The Mudcat Café TM
Thread #109960 Message #2313460
Posted By: Janie
12-Apr-08 - 12:48 AM
Thread Name: BS: Gardeners & Soil and Climate Science
Subject: RE: BS: Gardeners & Soil and Climate Science
Gonna rain here again this weekend. Lord knows we need plenty more rain, but it would be nice if it would fall during the work week. Even so, I think I'm going ahead and start potting stuff up, unless we get a deluge that absolutely saturates the ground.

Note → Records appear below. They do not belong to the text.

PR #360, opened 2024-06-27
NETOBSERV-1732: add logic to lkup all previous tc filters and remove them

msherif1234:
## Description

Today if ebpf agent pod is killed with `SIGKILL` the clean up code never get a chance to remove all TC filters and qdisc installed 
this PR check all previously installed TC filters and remove them

## Dependencies

n/a

## Checklist

### DIFF
--- a/pkg/ebpf/tracer.go
+++ b/pkg/ebpf/tracer.go
@@ -23,6 +23,7 @@ import (
 	"github.com/vishvananda/netlink"
 	"github.com/vishvananda/netns"
 	"golang.org/x/sys/unix"
+	kerrors "k8s.io/apimachinery/pkg/util/errors"
 )
 
 // $BPF_CLANG and $BPF_CFLAGS are set by the Makefile.
@@ -42,6 +43,8 @@ const (
 	pktDropHook              = "kfree_skb"
 	constPcaEnable           = "enable_pca"
 	pcaRecordsMap            = "packet_record"
+	tcEgressFilterName       = "tc/tc_egress_flow_parse"
+	tcIngressFilterName      = "tc/tc_ingress_flow_parse"
 )
 
 var log = logrus.WithField("component", "ebpf.FlowFetcher")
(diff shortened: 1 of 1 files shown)


jotak:
@msherif1234 I thought it was already managed e.g. here: https://github.com/netobserv/netobserv-ebpf-agent/blob/main/pkg/ebpf/tracer.go#L308 , what's the difference exactly with the existing deletions?

msherif1234:
> @msherif1234 I thought it was already managed e.g. here: https://github.com/netobserv/netobserv-ebpf-agent/blob/main/pkg/ebpf/tracer.go#L308 , what's the difference exactly with the existing deletions?
> 
> Is it because previously it would only delete for the current interfaces, but not if interfaces have changed in the meantime?

current logic won't work as when the pod restart the FD value won't be the same as old program so the existing code won't ever kick in https://github.com/netobserv/netobserv-ebpf-agent/blob/main/pkg/ebpf/tracer.go#L304

pkg/ebpf/tracer.go
```diff
@@ -242,6 +244,86 @@ func (m *FlowFetcher) AttachTCX(iface ifaces.Interface) error {
...
+		return err
+	}
+
+	filters, err := netlink.FilterList(link, tcDir)
+	if err != nil {
+		return err
+	}
+
+	for _, f := range filters {
+		if err := netlink.FilterDel(f); err != nil {
```
jotak, line 259: not sure how likely it is to get an error here, but to be more resilient you could catch all errors in a slice and use [errors.Join](https://pkg.go.dev/errors#Join) : that would avoid returning after an error in case there's still filters to delete in the list.

pkg/ebpf/tracer.go
```diff
@@ -242,6 +244,86 @@ func (m *FlowFetcher) AttachTCX(iface ifaces.Interface) error {
...
+		if err != nil {
+			return fmt.Errorf("listing egress filters: %w", err)
+		}
+		for _, filter := range egressFilters {
+			if bpfFilter, ok := filter.(*netlink.BpfFilter); ok {
+				if strings.HasPrefix(bpfFilter.Name, tcEgressFilterName) {
+					{
+						egressDevs = append(egressDevs, l)
+					}
+				}
```
jotak, line 303: Nit: unnecessary `{}`

```suggestion
				if strings.HasPrefix(bpfFilter.Name, tcEgressFilterName) {
					egressDevs = append(egressDevs, l)
				}
```

jotak (commented):
some minor comments, lgtm otherwise

pkg/ebpf/tracer.go
msherif1234: I can use Aggregrate error too which does the same like errors join

jotak (approved):
/lgtm

PR #389, opened 2024-08-15
NETOBSERV-1803: Allow flow filtering for L4 protocols using two ports

msherif1234:
## Description
For example allow TCP ports="80,100"

## Dependencies

n/a

## Checklist


pkg/ebpf/flow_filter.go
```diff
@@ -163,43 +172,67 @@ func (f *Filter) getFilterValue(config *FilterConfig) (BpfFilterValueT, error) {
 	return val, nil
 }
 
-func getSrcPorts(config *FilterConfig) (uint16, uint16) {
+func getSrcPortsRange(config *FilterConfig) (uint16, uint16) {
 	if config.FilterSourcePort.Type == intstr.Int {
 		return uint16(config.FilterSourcePort.IntVal), 0
 	}
-	start, end, err := getPortsFromString(config.FilterSourcePort.String())
+	start, end, err := getPortsFromString(config.FilterSourcePort.String(), "-")
```
stleerh, line 179: If only the start value is given (int), then make the start and end value be the same.

```
    return uint16(config.FilterSourcePort.IntVal), uint16(config.FilterSourcePort.IntVal)
```

The code in flows\_filter.h would be simplified by not having to check whether one or both values are set since either none or both are set.

pkg/ebpf/flow_filter.go
```diff
@@ -163,43 +172,67 @@ func (f *Filter) getFilterValue(config *FilterConfig) (BpfFilterValueT, error) {
...
 }
 
-func getDstPorts(config *FilterConfig) (uint16, uint16) {
+func getSrcPorts(config *FilterConfig) (uint16, uint16) {
+	port1, port2, err := getPortsFromString(config.FilterSourcePort.String(), ",")
+	if err != nil {
+		return 0, 0
+	}
+	return port1, port2
+}
```
stleerh, line 192: To support more than two ports, instead of port1 and port2, return a port array.  Then it just needs a C function in flow\_filter.h to check whether a port is in the array or not.  The 'if' statement will even be shorter.

msherif1234: the prob is not about arry of not the main prob is we configure the agent via envvar and we cant use array there unless we do something else instead of envvar

pkg/ebpf/flow_filter.go
msherif1234: the bpf code check if start only set to know if its single value but that could change bit what is the benefit ?  bpf code use start end only for range I am not sure that wll be simplified ?

msherif1234: let me think more about this I am all in for simplification

msherif1234: then can be done if we ensure `x,y` fmt where x < y which might not too bad wdyt ?

msherif1234: this won't work as when use `53,5353` u need to look only for ports matching those 2 values we can't use start and end as taht will bring in non interesting ports in the middle

pkg/ebpf/flow_filter.go
stleerh: Why wouldn't you be able to set the environment variable, FILTER_SOURCE_PORTS, to contain more than two ports like "53,5353,80,8000" or any number of individual ports?

pkg/ebpf/flow_filter.go
stleerh: This was just a simplification for port range, not for individual ports, for the logic you had to have on lines 63 and 84 in flow_filter.h.  It's minor.

pkg/ebpf/flow_filter.go
msherif1234: we can't use variable sized arrays so we have to have known size how big that array will be

stleerh: okay, that's quite limiting.

bpf/types.h
```diff
@@ -212,10 +212,16 @@ struct filter_value_t {
...
+    u16 dstPort1;
+    u16 dstPort2;
     u16 srcPortStart;
     u16 srcPortEnd;
+    u16 srcPort1;
+    u16 srcPort2;
     u16 portStart;
     u16 portEnd;
+    u16 port1;
+    u16 port2;
```
jpinsonneau, line 224: Why not having more than two values here ? 
Is it just a matter of keeping the code simple here or are there other limitations ?

jpinsonneau (approved):

bpf/types.h
msherif1234: no we can have more but the question is how many more ? it can't be variable size or dynamic so I just limited to two for now per rule

jpinsonneau: that's something we should define according to the use cases we want to cover :smile_cat: 

cc @stleerh @jotak

jpinsonneau (approved):

bpf/types.h
jotak: I guess if someone wants a third one, we can move to a fixed size array such as 8 ? (next time)

PR #438, opened 2024-10-24
NETOBSERV-1965: eBPF packet translation tracker

msherif1234:
## Description

Ability to detect packet transformation and use it to enrich existing flows
## Dependencies
n/a

## Checklist


msherif1234:
image

pkg/agent/config.go
```diff
@@ -235,6 +235,8 @@ type Config struct {
 	EnableNetworkEventsMonitoring bool `env:"ENABLE_NETWORK_EVENTS_MONITORING" envDefault:"false"`
 	// NetworkEventsMonitoringGroupID to allow ebpf hook to process samples for specific groupID and ignore the rest
 	NetworkEventsMonitoringGroupID int `env:"NETWORK_EVENTS_MONITORING_GROUP_ID" envDefault:"10"`
+	// EnablePktTransformationTracking allow tracking packets after transformation for example NAT, default is false.
```
jotak, line 238: is it a common naming to talk about "packet transformation" ? I had the feeling it was more "translation" ; but I'm not very well aware of that

pkg/model/flow_content.go
```diff
@@ -84,12 +84,17 @@ func (p *BpfFlowContent) AccumulateAdditional(other *ebpf.BpfAdditionalMetrics)
...
 		p.AdditionalMetrics.FlowRtt = other.FlowRtt
 	}
+	// Network events
 	for _, md := range other.NetworkEvents {
 		if !AllZerosMetaData(md) && !networkEventsMDExist(p.AdditionalMetrics.NetworkEvents, md) {
 			copy(p.AdditionalMetrics.NetworkEvents[p.AdditionalMetrics.NetworkEventsIdx][:], md[:])
 			p.AdditionalMetrics.NetworkEventsIdx = (p.AdditionalMetrics.NetworkEventsIdx + 1) % MaxNetworkEvents
 		}
 	}
+	// Packet Translations
```
jotak, line 94: it would be interesting to know if there's information potentially lost here. Eg. if two map/cpus report two different things for the same flow. idk if that's possible.

jotak: also, do you know if zoneid can be 0 (other than when it's unset) ? If so, might be more efficient to check for existing zoneid, than checking for non-zero IPs

pkg/pbflow/proto.go
```diff
@@ -98,9 +104,17 @@ func FlowToPB(fr *model.Record, s *ovnobserv.SampleDecoder) *Record {
 	if fr.Metrics.EthProtocol == model.IPv6Type {
 		pbflowRecord.Network.SrcAddr = &IP{IpFamily: &IP_Ipv6{Ipv6: fr.ID.SrcIp[:]}}
 		pbflowRecord.Network.DstAddr = &IP{IpFamily: &IP_Ipv6{Ipv6: fr.ID.DstIp[:]}}
+		if fr.Metrics.AdditionalMetrics != nil {
```
jotak, line 107: in dual stack is it possible to have traffic over ipv4 NATed to ipv6, or the other way around? In other words, are we sure that the EthProtocol that we got in the first place is still the same in xlat ?
If not, then we don't know here if the xlat addresses are v4 or v6 ?

pkg/model/flow_content.go
msherif1234: yes zoneid of 0 is valid

pkg/agent/config.go
msherif1234: I have seen both name used alternatively

pkg/pbflow/proto.go
msherif1234: in theory its possible but I don't think k8s service will change from v4 to v6 but we can fix that when this happen ?

jotak:
I'll write my few concerns in a new JIRA (2 things: fixing the dual-stack issue, and being more consistent on naming if we can use the same terminology everywhere ie. Translate instead of Transformation - and the latter seems less commonly used to me)
But it's ok to merge to unblock the queue
/lgtm

jotak:
Thanks
/lgtm

PR #49, opened 2022-08-29
Simplify eBPF code optimizations

mariomac:
This PR simplifies some parts of the great PR from Pravein.

Please see inline comments for more details/explanations about my changes.

PR #444, opened 2024-11-04
NETOBSERV-1954: fix under-estimation of traffic

jotak:
Remove flawed logic that ignores some flows, especially visible under stress
This came from that time: https://github.com/netobserv/netobserv-ebpf-agent/pull/49/files#diff-f3248f855cc319b6d96125842a513586d6d8cbfb1e241a93e79911d08e41c728L334-L336

Old comment said: "...when a new flow maps to the same entry, it has some zombie entries." - this is weird and I'm not sure how that would be possible, flow_metrics entries should be zeroed as we're using designed initializers. In any case, relying on a single eviction time reference is wrong because flows are evicted one by one, resulting in many new flows having their timer set before the "last eviction time".

If we find evidence of those "zombie entries" then we must find another way to fix them.

## Dependencies

n/a

## Checklist

* [x] Is this PR backed with a JIRA ticket? If so, make sure it is written as a title prefix _(in general, PRs affecting the NetObserv/Network Observability product should be backed with a JIRA ticket - especially if they bring user facing changes)._

### DIFF
--- a/pkg/flow/tracer_map.go
+++ b/pkg/flow/tracer_map.go
@@ -26,7 +26,6 @@ type MapTracer struct {
 	staleEntriesEvictTimeout time.Duration
 	// manages the access to the eviction routines, avoiding two evictions happening at the same time
 	evictionCond               *sync.Cond
-	lastEvictionNs             uint64
 	metrics                    *metrics.Metrics
 	timeSpentinLookupAndDelete prometheus.Histogram
 }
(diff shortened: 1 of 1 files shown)


pkg/model/record.go
```diff
@@ -92,7 +92,7 @@ func NewRecord(
 
 func Accumulate(r *ebpf.BpfFlowMetrics, src *ebpf.BpfFlowMetrics) {
 	// time == 0 if the value has not been yet set
-	if r.StartMonoTimeTs == 0 || r.StartMonoTimeTs > src.StartMonoTimeTs {
+	if r.StartMonoTimeTs == 0 || (r.StartMonoTimeTs > src.StartMonoTimeTs && src.StartMonoTimeTs != 0) {
```
msherif1234, line 95: isn't the `&&` logic is redundant ?

jotak: no, first is "r.StartMonoTimeTs", second is "src.StartMonoTimeTs"

jotak:
thanks @msherif1234 , I'm merging this and I'll also pay close attention to the perf tests wrt observed traffic 
/approve

PR #457, opened 2024-11-13
Adapt to ovnk-obs change

jotak:
## Dependencies

n/a


jotak:
@msherif1234 that's a first step to just bump ovnk without actually adding the structured data to the pipeline
next step is to send structure data instead of string

PR #458, opened 2024-11-13
NETOBSERV-1974: Refactor network events to return list of maps instead of strings

msherif1234:
## Description

Network events was orignally decode as string with this recent ovnk lib it will come as struct and the agent need to generate list of configmaps with those events
this effort to allow generating metrics with network events

## Dependencies

https://github.com/ovn-kubernetes/ovn-kubernetes/pull/4818
## Checklist


pkg/pbflow/proto.go
```diff
@@ -99,13 +101,32 @@ func FlowToPB(fr *model.Record, s *ovnobserv.SampleDecoder) *Record {
...
+								Events: map[string]string{"Name": e.Name},
+							},
+							{
+								Events: map[string]string{"Namespace": e.Namespace},
+							},
+							{
+								Events: map[string]string{"Direction": e.Direction},
+							},
+						}
+						pbflowRecord.NetworkEventsMetadata = append(pbflowRecord.NetworkEventsMetadata, pbEvents...)
```
jotak, line 129: This shouldn't be one map per single event field, but one map per event (with all event fields in the same map)

```suggestion
						e := ovnmodel.ACLEvent{NetworkEvent: md}
						pbEvent := NetworkEvent{
								Events: map[string]string{
								    "Action": e.Action,
								    "Feature": e.Actor,
								    "Name": e.Name,
							            "Namespace": e.Namespace,
								    "Direction": e.Direction,
							},
						}
						pbflowRecord.NetworkEventsMetadata = append(pbflowRecord.NetworkEventsMetadata, pbEvents)
```

right?

pkg/pbflow/proto.go
```diff
@@ -99,13 +101,32 @@ func FlowToPB(fr *model.Record, s *ovnobserv.SampleDecoder) *Record {
...
-		seen := make(map[string]bool)
+		seen := make(map[ovnmodel.NetworkEvent]bool)
+		pbflowRecord.NetworkEventsMetadata = make([]*NetworkEvent, 0)
 		for _, metadata := range fr.Metrics.NetworkEvents {
 			if !model.AllZerosMetaData(metadata) {
 				if md, err := s.DecodeCookie8Bytes(metadata); err == nil {
 					protoLog.Debugf("Network Events Metadata %v decoded Cookie: %v", metadata, md)
 					if !seen[md] {
-						pbflowRecord.NetworkEventsMetadata = append(pbflowRecord.NetworkEventsMetadata, md)
+						e := ovnmodel.ACLEvent{NetworkEvent: md}
```
jotak, line 111: Also you don't have the guarantee that md is of type NetworkEvent
Should be something like:
```go

					if acl, ok := md.(*ovnmodel.ACLEvent); ok {
						// (fill pbEvent)
					} else {
                                               // something generic here, such as:
                                               pbEvent := NetworkEvent{
								Events: map[string]string{
								    "Message": md.String()
                                                                },
                                                          },
					}
```

pkg/pbflow/proto.go
msherif1234: yes I addressed this change

pkg/pbflow/proto.go
msherif1234: I don't think we will hit a case that will generate string but can't get cast as ACLEvent but that change won't hurt

pkg/pbflow/proto.go
```diff
@@ -100,13 +102,34 @@ func FlowToPB(fr *model.Record, s *ovnobserv.SampleDecoder) *Record {
...
+		pbflowRecord.NetworkEventsMetadata = make([]*NetworkEvent, 0)
 		for _, metadata := range fr.Metrics.NetworkEvents {
+			var pbEvent NetworkEvent
 			if !model.AllZerosMetaData(metadata) {
 				if md, err := s.DecodeCookie8Bytes(metadata); err == nil {
 					protoLog.Debugf("Network Events Metadata %v decoded Cookie: %v", metadata, md)
-					if !seen[md] {
-						pbflowRecord.NetworkEventsMetadata = append(pbflowRecord.NetworkEventsMetadata, md)
-						seen[md] = true
+					acl, ok := md.(*ovnmodel.ACLEvent)
```
jotak, line 111: md.String() is called three times below I guess it could be set in a var instead

jotak (approved):
LGTM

Advice and opinions, please.
1. Although it is absolutely the wrong time of year, I am going to be digging up peonies, of which I have several varieties. A few of them have been in place for 8 or 9 years, but most of them I divided, transplanted, or was gifted with divisions within the last 1 to four years. Think they will withstand being dug up in spring without being set back from bloom for more than a year? And should I go ahead and divide any with significant root mass (it doesn't take long to get root mass with peonies, you know,)as it will be much easier to pot them up and move them, or should I try to dig out the whole plant? Even the late peonies are up to about a foot, and it is going to be hard to dig them without breaking a lot of the stems. I'm concerned about preserving enough of the stems to sustain the plants through the summer. I don't think dormant eyes will sprout to compensate, but don't know that for sure.
2. Bulbs.
a. I'm not going to fool with digging the common hybrid tulips. But I have a number of species tulips and heirloom daffs that are expensive to replace, and some sort of heirloom hyacinth or scillia that was here when I moved, I haven't been able to conclusively identify, and that I have not found in any catalogs. I'm thinking I will go ahead and dig them now, while I know where and what they are, and pot them up. If I wait until they are dormant, I'll lose track of what is what. Think that will work? I also have a number of lilies that are very well established. None of them are rare, but lily bulbs are expensive. However, I have read that large lily bulbs do not do well if dug up and transplanted - that there is an optimum size for transplanting (what you get when you order #1 size bulbs) and that larger bulbs don't do so well. Any of you have experience with this?
Unrelated to the above, but more related to this thread, I have had problems with earwigs that I think were a present included with a dump trunk load of otherwise beautiful compost I got a few years ago. (They even chew on daffodils - it took looking at the blooms by flashlight to figure that one out.) My heavy use of leafmold for mulch also promotes earwigs. In one garden bed I have problems with a fungus that I suspect was brought in with a load of horse manure. Although there are some favorite plants in that bed that were gifts and/or pass-alongs from dear gardener friends, I am not going to bring any of those plants with me. In addition, I have bunches of maximillan sunflowers that have been hit with something that may be disease or may be fungus (whatever it is, it has slammed these sunflowers all over town in the last few years.) I won't be potting up any of these, or passing them along. Have any of you had experience with insect infestations or pathogensbrought in by organic soil amendments?